The related question is the vast amount of weapons reportedly left behind by the Americans. There surely is a calculated reason for that, that is not consistent with the supposed hurried flight of the Americans from Afghanistan leaving massive weaponry behind.
The Taliban must govern in their nationalist ways and programs they see as essential for nationalist development, developed over many years using their party in the process. That is obvious, logical and the only way to go unless the Taliban are prepared to be subverted by ‘inclusiveness’!
Why is the Pakistani role basic in SCO approach? How influential is the Hegemon in SCO Affairs?
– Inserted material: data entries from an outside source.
Issue #10, opened 2015-05-19
Development and Releases


Killili:
Hi,
on the subject that came up in the last merge comments so everybody sees this.

I too think we should release a new version because so much has changed since last time.
Any suggestions what we should do for the next release or what we can do better?

aminroosta:
It's been a while i wanted to integrate [SQLCipher](https://github.com/sqlcipher/sqlcipher).
Also supporting other databases (mysql for example) will be another option to consider.

what do you think ?

Killili:
The SQLCipher stuff looks interesting but i dont think i will need it.

As for more DBs i dread the incompatibilitys but i welcome more options, and indeed i will need mysql or postgress support in a few month ... 

Whats youre opinion on breaking changes? I'm a fan of major breaks every major release so we can keep it modern. So this version would be v1.5 but if we had introduced the new operators and removed the current operator>> it would have bin v2.

aminroosta:
That does make sense, major versions would be because of major API changes.

and yes _incompatibilitys_ will be a big challenge .

polesapart:
sqlcipher just needs an extra call (to set the encryption keyword), everything else is compatible to sqlite.

Killili:
So it took almost a year but now we got a new Version. ;)

toonetown:
Seems like there have been quite a few changes since the 3.2 release - time for another one? 😉

aminroosta:
```c++
// overload >> for Rvalue containers (1)
auto numbers = db << "select numbers from tbl where id = ?" << 1 >> vector<int>();
// support operator >> for Rvalue containers of std::tuple (2)
auto poeple = db << "select age,name from tbl;" >> vector<tupe<int,string>>();

// single row blob (3)
vector<int> vblob;
db << "select numbers from tbl where id = 1" >> blob_t(vblob);
// multiple row int
vector<int> vrows;
db << "select age from tbl;" >> vrows;
```

For `v4` i was thinking to get 1,2 & 3 implemented, cause 3 is a breaking change.
(The interface above is "my" summery of #122)

If anyone wants to work on the above please give me a heads up, so we don't work on the same thing :-)
Let's put end of October as the deadline! If we have the above i'll release it as `v4` otherwise it'll be `v3.3`.

aminroosta:
The deadline is passed, i still want to get those features in before a new release but lack the motivation to work on it.

[...]

PR #77, opened 2017-02-01
[RFC] Minimal SQLCipher support

zauguin:
Is there any interest in SQLCipher support?
How should this be tested? I don't really want to introduce a SQLCipher dependency just for the tests.


aminroosta:
@zauguin I have no experiment with SQLCipher.

Here is @polesapart comment about this issue (from #10)

`
IIRC sqlcipher just needs an extra call (to set the encryption keyword), everything else is api   
compatible to sqlite, i.e. you can replace sqlite3.c & sqlite3.h from those from sqlcipher and insert   
the extra call in the right sequence and nothing else is required for compiling. But for link you need   
the openssl's libcrypto.
`

hdr/sqlite_modern_cpp.h
```diff
@@ -340,6 +340,34 @@ namespace sqlite {
...
+		database(const std::string &db_name, const std::string &key): database(db_name) {
+			set_key(key);
+		}
+		database(const std::u16string &db_name, const std::string &key): database(db_name) {
+			set_key(key);
+		}
+
+		void set_key(const std::string &key) {
+			if(auto ret = sqlite3_key(_db.get(), key.data(), key.size()))
+				exceptions::throw_sqlite_error(ret);
```
aminroosta: Please add a custom exception class for sqlcipher.

hdr/sqlite_modern_cpp.h
```diff
@@ -340,6 +340,34 @@ namespace sqlite {
 			return sqlite3_last_insert_rowid(_db.get());
 		}
 
+#ifdef SQLITE_HAS_CODEC
+		database(const std::string &db_name, const std::string &key): database(db_name) {
+			set_key(key);
+		}
+		database(const std::u16string &db_name, const std::string &key): database(db_name) {
```
aminroosta: @zauguin Make the second parameter of the constructor an instance of `struct sqlite_config { std::string key; };`. The reason i suggest this is that we might pass other flags in the future, an example is #72 which i've implemented in #71 but is not merged yet.

hdr/sqlite_modern_cpp.h
zauguin: There is no such thing.
SQLCipher isn't very good at error reporting.
For example if the key is wrong, it still returns SQLITE_OK and fails only if you try to access the database for the first time with the existing SQLITE_NOTADB.
The key and rekey functions only fail, if you pass them nullpointers, but this can't happen here.
So actually this are noops, but the functions are a part of sqlites more generic codec interface and other implementations may choose to fail here, so we should at least check the return code.

hdr/sqlite_modern_cpp.h
```diff
@@ -318,6 +323,18 @@ namespace sqlite {
...
 			_db(db) {}
 
+		database(const std::string &db_name, const sqlite_config &config):
+			database(std::u16string(db_name.begin(), db_name.end()), config) {}
+
+		database(const std::u16string &db_name, const sqlite_config &config): database(db_name) {
+#ifdef SQLITE_HAS_CODEC
+			if(!config.key.empty()) set_key(config.key);
+#else
+			assert(config.key.empty() && "Encryption supported is disabled.");
```
zauguin: We could use an exception instead, but passing a key without encryption support is IMO a strong indication, that the application is compiled with the wrong settings.

polesapart:
I use sqlcipher - by including it's header instead of sqlite and arranging proper ldflags - and using PRAGMAS instead of it's extended C api. While I don't see any problems with conditionally adding that support to sqlite_modern_cpp, it's not strictly necessary either.

Please note that sqlcipher is not the only project using SQLITE_HAS_CODEC and relying on it for autodetection may lead to incompatibilities in case someone uses one of these other extensions to sqlite.

zauguin:
SQLITE_HAS_CODEC is used for autodetection, because I think this works for every system using SQLITE_HAS_CODEC.
But I can't test it with other projects using this feature right now.

polesapart:
At least "see" (sqlite's own encrypted version, which is proprietary and requires license) uses SQLITE_HAS_CODEC for the same purposes. One wouldn't be able to use "see" transparently with this library, as it has no API compatibility with sqlcipher. I suggest you disable autodetection and require the user to pass a specific define, i.e. HAVE_SQLCIPHER or something.

aminroosta:
@polesapart @zauguin We are adding new `#define` for optional features.
We already have `_MODERN_SQLITE_BOOST_OPTIONAL_SUPPORT
` and now `ENABLE_SQLCIPHER` (which should be renamed to `_MODERN_SQLITE_ENABLE_SQLCIPHER`).

I wonder if you think there is an easy way to include new `.h` files that extend the core library.
Adding a `hdr/sqlite_modern_cpp/sqlcipher.h` should enable sqlcipher and a similar header to enable boost support.

aminroosta:
@zauguin How about `struct sqlcipher_database : public sqlite:database { ... }` in the new `hder/sqlite_modern_cpp/sqlcipher.h` file? Do you think that makes sense ?

zauguin:
I like this approach, but if we want to add additional features like this we may need virtual inheritance so that the features can be combined.

aminroosta:
@zauguin Nicely done! Looks good to me 👍 
@polesapart Any comment before we merge this?

aminroosta:
@zauguin Is it possible (& easy) to write a test for this?

zauguin:
Writing a test is easy but running it isn't. We could either require SQLCipher for our test suite or only test it if SQLCipher is available. I prefer the second option, but I don't know how to implement it with autotools. We might have to change our testing system too, because the other test should not run against SQLCipher.

aminroosta:
@zauguin I see that you have already implemented [Skipped tests to Makefile.in](https://github.com/aminroosta/sqlite_modern_cpp/pull/86/commits/9e37e6de118b2902b296b500f3678e813d8f6d93).

Add a test for sqlcipher and skip it by default in Makefile.in.

zauguin:
I added the test which only executes if ENABLE_SQLCIPHER_TESTS is defined and added a hack for travis to check using SQLite3 and SQLCipher.

polesapart:
@aminroosta  I came late to the party, but everything seems ok from where I stand. Thanks to @zauguin for his efforts!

Lots of positive noise about the SCO its huge positive potential and independent orientation that locks out the hegemon. Yet the hegemon is likely to be in there somewhere working against SCO development.
The appearance of Pakistan, a major potential regional source of subversion/destabilization, in a pivotal role in attempts at Afghani reconstruction is quite suggestive of activity of hegemonic/Zionist money influence within the SCO
Thank you for writing and publishing this, Dr. Akram, and thank you for sharing it, Pepe. I hope the interim government in Afghanistan will have the room and wisdom to follow and act on your counsel.
I am surprised that Pepe Escobar has not seen such hogwash from the Pakistani religio-millitary establishment before. They talk like this to disarm the unsuspecting while ISI starts with the dirty work in the background.
But, to me, at this time it doesn’t seem that this game can’t continue for long now.